TASK PROMPT:
The result should be every line in the material below containing the string "return".

DATA TO EXAMINE below:

PR #12, opened 2017-01-09
Implement the checks for m.room.create events.

NegativeMjark:


eventauth/eventauth.go
```diff
@@ -199,8 +200,39 @@ func Allowed(event Event, authEvents AuthEvents) error {
...
+	}
+	senderDomain, err := domainFromID(event.Sender)
+	if err != nil {
+		return err
+	}
+	if senderDomain != roomIDDomain {
+		return errorf("create event room ID domain does not match sender: %q != %q", roomIDDomain, senderDomain)
+	}
+	if len(event.PrevEvents) > 0 {
+		return errorf("create event must be the first event in the room")
```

End of DATA TO EXAMINE.

ANSWER SECTION:
+		return err
+		return errorf("create event room ID domain does not match sender: %q != %q", roomIDDomain, senderDomain)
+		return errorf("create event must be the first event in the room")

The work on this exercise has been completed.